BRIEF: Pull each line with the string "lemma" from the entries.
_____
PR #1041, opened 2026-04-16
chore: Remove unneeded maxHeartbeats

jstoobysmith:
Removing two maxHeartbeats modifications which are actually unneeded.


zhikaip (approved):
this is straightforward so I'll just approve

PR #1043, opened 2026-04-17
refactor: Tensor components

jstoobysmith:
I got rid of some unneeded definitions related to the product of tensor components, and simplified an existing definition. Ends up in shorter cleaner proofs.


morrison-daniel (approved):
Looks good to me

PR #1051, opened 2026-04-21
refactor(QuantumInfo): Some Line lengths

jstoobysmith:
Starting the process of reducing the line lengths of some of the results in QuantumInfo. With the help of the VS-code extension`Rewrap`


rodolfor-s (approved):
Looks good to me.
_____
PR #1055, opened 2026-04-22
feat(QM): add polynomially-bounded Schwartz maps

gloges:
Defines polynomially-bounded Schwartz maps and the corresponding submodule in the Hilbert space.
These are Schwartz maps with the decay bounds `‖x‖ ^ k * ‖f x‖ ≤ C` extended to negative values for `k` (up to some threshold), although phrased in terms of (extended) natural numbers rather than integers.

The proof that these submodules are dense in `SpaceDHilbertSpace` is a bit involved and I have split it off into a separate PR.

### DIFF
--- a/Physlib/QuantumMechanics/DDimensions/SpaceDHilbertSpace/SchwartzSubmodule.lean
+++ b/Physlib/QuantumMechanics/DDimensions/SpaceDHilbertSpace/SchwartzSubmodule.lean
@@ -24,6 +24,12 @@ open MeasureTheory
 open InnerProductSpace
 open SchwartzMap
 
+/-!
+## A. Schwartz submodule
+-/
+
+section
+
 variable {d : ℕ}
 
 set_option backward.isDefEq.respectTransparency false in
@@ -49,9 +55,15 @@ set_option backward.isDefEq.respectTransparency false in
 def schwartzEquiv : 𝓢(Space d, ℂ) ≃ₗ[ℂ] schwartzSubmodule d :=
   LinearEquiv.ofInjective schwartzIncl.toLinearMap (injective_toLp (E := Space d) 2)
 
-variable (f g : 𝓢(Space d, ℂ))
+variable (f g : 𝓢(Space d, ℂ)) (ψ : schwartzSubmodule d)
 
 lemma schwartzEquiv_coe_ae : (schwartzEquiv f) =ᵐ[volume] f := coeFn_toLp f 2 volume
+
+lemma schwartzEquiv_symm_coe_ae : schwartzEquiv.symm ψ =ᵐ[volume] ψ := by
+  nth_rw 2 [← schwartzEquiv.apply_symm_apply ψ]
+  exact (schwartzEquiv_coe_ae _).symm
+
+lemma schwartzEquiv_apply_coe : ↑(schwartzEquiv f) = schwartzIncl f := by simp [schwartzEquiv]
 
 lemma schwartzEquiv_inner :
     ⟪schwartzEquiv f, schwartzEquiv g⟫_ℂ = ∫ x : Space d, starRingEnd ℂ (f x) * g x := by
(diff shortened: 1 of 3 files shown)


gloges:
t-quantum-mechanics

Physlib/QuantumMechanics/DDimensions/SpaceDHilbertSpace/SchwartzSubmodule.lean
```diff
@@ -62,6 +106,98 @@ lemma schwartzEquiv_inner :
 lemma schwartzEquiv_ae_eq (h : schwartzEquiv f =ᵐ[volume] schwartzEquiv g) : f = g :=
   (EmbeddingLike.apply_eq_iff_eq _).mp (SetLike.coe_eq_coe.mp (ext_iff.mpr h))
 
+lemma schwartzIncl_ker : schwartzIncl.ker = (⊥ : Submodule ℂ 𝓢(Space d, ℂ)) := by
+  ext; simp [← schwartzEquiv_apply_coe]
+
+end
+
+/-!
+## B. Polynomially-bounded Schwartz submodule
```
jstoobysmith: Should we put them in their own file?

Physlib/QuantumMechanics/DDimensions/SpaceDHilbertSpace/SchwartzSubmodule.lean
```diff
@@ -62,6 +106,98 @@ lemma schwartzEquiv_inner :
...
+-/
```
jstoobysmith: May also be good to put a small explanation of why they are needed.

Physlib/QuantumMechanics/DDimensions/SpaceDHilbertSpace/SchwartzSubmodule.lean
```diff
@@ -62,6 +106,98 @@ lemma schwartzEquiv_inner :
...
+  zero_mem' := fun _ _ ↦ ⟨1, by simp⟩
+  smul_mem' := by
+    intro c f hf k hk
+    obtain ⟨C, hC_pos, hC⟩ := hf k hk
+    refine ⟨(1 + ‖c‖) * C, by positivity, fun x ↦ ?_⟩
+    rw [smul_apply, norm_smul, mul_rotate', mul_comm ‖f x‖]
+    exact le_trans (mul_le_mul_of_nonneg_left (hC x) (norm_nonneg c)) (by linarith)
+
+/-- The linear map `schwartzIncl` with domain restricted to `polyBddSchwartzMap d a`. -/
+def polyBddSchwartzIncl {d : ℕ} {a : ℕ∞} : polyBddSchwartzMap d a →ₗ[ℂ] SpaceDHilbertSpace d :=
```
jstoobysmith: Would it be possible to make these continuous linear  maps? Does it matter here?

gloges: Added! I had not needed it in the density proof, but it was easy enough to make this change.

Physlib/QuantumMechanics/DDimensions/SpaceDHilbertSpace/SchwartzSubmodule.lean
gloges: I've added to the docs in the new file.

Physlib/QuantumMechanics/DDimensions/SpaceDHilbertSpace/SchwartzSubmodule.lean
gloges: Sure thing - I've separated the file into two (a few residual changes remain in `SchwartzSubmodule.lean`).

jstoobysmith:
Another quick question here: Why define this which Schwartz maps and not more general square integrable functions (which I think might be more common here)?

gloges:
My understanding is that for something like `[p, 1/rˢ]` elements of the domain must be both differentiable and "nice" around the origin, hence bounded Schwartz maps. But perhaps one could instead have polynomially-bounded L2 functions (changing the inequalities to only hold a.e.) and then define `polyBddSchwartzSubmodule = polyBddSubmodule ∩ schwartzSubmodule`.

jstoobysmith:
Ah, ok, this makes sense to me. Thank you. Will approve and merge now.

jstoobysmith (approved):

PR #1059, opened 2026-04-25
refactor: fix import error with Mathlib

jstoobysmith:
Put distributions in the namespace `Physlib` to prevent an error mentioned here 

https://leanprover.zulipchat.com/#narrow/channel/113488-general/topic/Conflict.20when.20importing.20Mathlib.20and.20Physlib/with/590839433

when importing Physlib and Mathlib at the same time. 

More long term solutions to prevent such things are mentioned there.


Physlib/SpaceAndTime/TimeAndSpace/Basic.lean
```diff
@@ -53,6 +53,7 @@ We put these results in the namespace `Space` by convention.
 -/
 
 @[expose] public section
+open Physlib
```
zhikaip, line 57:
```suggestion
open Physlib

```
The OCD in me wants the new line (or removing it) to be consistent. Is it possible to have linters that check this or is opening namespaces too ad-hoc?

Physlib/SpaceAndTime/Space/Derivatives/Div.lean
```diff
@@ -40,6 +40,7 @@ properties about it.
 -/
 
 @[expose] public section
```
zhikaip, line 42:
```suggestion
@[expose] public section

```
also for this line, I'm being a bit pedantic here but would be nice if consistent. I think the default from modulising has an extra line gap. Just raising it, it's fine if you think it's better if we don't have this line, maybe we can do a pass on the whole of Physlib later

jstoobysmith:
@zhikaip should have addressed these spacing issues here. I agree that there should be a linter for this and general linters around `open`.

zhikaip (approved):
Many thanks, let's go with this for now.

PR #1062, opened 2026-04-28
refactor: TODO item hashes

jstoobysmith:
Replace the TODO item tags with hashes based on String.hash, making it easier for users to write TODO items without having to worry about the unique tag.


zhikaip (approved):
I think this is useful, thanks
_____
ANSWER:
 lemma schwartzEquiv_coe_ae : (schwartzEquiv f) =ᵐ[volume] f := coeFn_toLp f 2 volume
+lemma schwartzEquiv_symm_coe_ae : schwartzEquiv.symm ψ =ᵐ[volume] ψ := by
+lemma schwartzEquiv_apply_coe : ↑(schwartzEquiv f) = schwartzIncl f := by simp [schwartzEquiv]
 lemma schwartzEquiv_inner :
@@ -62,6 +106,98 @@ lemma schwartzEquiv_inner :
 lemma schwartzEquiv_ae_eq (h : schwartzEquiv f =ᵐ[volume] schwartzEquiv g) : f = g :=
+lemma schwartzIncl_ker : schwartzIncl.ker = (⊥ : Submodule ℂ 𝓢(Space d, ℂ)) := by
@@ -62,6 +106,98 @@ lemma schwartzEquiv_inner :
@@ -62,6 +106,98 @@ lemma schwartzEquiv_inner :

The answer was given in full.